> [Exercise input]
PR #4358, opened 2024-10-29
fix(ci): [gobenchdata] fix path to binary

melekes:


andynog (approved):
lgtm, even though it is a custom domain, the address is what is suggested in https://github.com/marketplace/actions/continuous-benchmarking-for-go

PR #4359, opened 2024-10-29
ci: remove Markdown commented code from PR template

cason:
As it often ends up in the Git history, since we forget to delete it.

---

#### PR checklist

- [ ] Tests written/updated


cason:
An alternative solution to consider: https://github.com/marketplace/actions/remove-markdown-comments-in-pr

melekes (approved):

jmalicevic:
I agree its super annoying to have the comments always be part of the commit message, is tehre a way to have a separate template for commits and PRs? I think we should still somehow point people who just open PRs to some guidelines. So, if there is no template, maybe replace the big comment with  a shorter one pointing to the [contributing guidelines](https://github.com/cometbft/cometbft/blob/main/CONTRIBUTING.md#ease-of-reviewing) section on PRs. Just an opinion thought.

> [Task statement]
With every line intact, reproduce the listing verbatim.

> [Result for this exercise]
PR #4358, opened 2024-10-29
fix(ci): [gobenchdata] fix path to binary

melekes:


andynog (approved):
lgtm, even though it is a custom domain, the address is what is suggested in https://github.com/marketplace/actions/continuous-benchmarking-for-go

PR #4359, opened 2024-10-29
ci: remove Markdown commented code from PR template

cason:
As it often ends up in the Git history, since we forget to delete it.

---

#### PR checklist

- [ ] Tests written/updated


cason:
An alternative solution to consider: https://github.com/marketplace/actions/remove-markdown-comments-in-pr

melekes (approved):

jmalicevic:
I agree its super annoying to have the comments always be part of the commit message, is tehre a way to have a separate template for commits and PRs? I think we should still somehow point people who just open PRs to some guidelines. So, if there is no template, maybe replace the big comment with  a shorter one pointing to the [contributing guidelines](https://github.com/cometbft/cometbft/blob/main/CONTRIBUTING.md#ease-of-reviewing) section on PRs. Just an opinion thought.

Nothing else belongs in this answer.